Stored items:
- Opening Delimiter -

PR #1543, opened 2019-09-20
Light dark default rebased

clobrano:
Same as #1542, but rebased onto master, so that Github can automatically merge

I am a bit paranoid maybe, but I prefer to create this new PR to test and do not touch #1542.

Please test that

- default Yaru is Ambiance variant
- prefer dark apps (e.g. Image viewer) always use dark variant

Thanks


madsrh:
@clobrano this looks good, but I just came across this one from Disks in backdrop:

image

clobrano:
Thanks @madsrh,

It seems to me that Disks behavior is the same in all variants and in my installation of master, for all applications.

"Format disk" is a titlebar, hence SSD, and requires a shell restart to work after building Yaru

Terminal tabs yes, it's indeed different from 19.04, but it is coherent with other tabs at least (e.g. Nautilus).

What do you think?

Feichtmeier:
> @clobrano this looks good, but I just came across this one from Disks in backdrop:
> 
> image
> 
> and...
> image
> 
> In Terminal the colors are back to normal, but tabs are still light 
> image

Maybe the separator needs also the backdrop to be styled
https://github.com/ubuntu/yaru/blob/a2737933fb627b4ff3834ad63c01368dd8d031b6/gtk/src/light/gtk-3.20/_headerbar.scss#L197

- Closing Delimiter -

Repeat every record above. Each one must match exactly.

= Exercise response =
PR #1543, opened 2019-09-20
Light dark default rebased

clobrano:
Same as #1542, but rebased onto master, so that Github can automatically merge

I am a bit paranoid maybe, but I prefer to create this new PR to test and do not touch #1542.

Please test that

- default Yaru is Ambiance variant
- prefer dark apps (e.g. Image viewer) always use dark variant

Thanks


madsrh:
@clobrano this looks good, but I just came across this one from Disks in backdrop:

image

clobrano:
Thanks @madsrh,

It seems to me that Disks behavior is the same in all variants and in my installation of master, for all applications.

"Format disk" is a titlebar, hence SSD, and requires a shell restart to work after building Yaru

Terminal tabs yes, it's indeed different from 19.04, but it is coherent with other tabs at least (e.g. Nautilus).

What do you think?

Feichtmeier:
> @clobrano this looks good, but I just came across this one from Disks in backdrop:
> 
> image
> 
> and...
> image
> 
> In Terminal the colors are back to normal, but tabs are still light 
> image

Maybe the separator needs also the backdrop to be styled
https://github.com/ubuntu/yaru/blob/a2737933fb627b4ff3834ad63c01368dd8d031b6/gtk/src/light/gtk-3.20/_headerbar.scss#L197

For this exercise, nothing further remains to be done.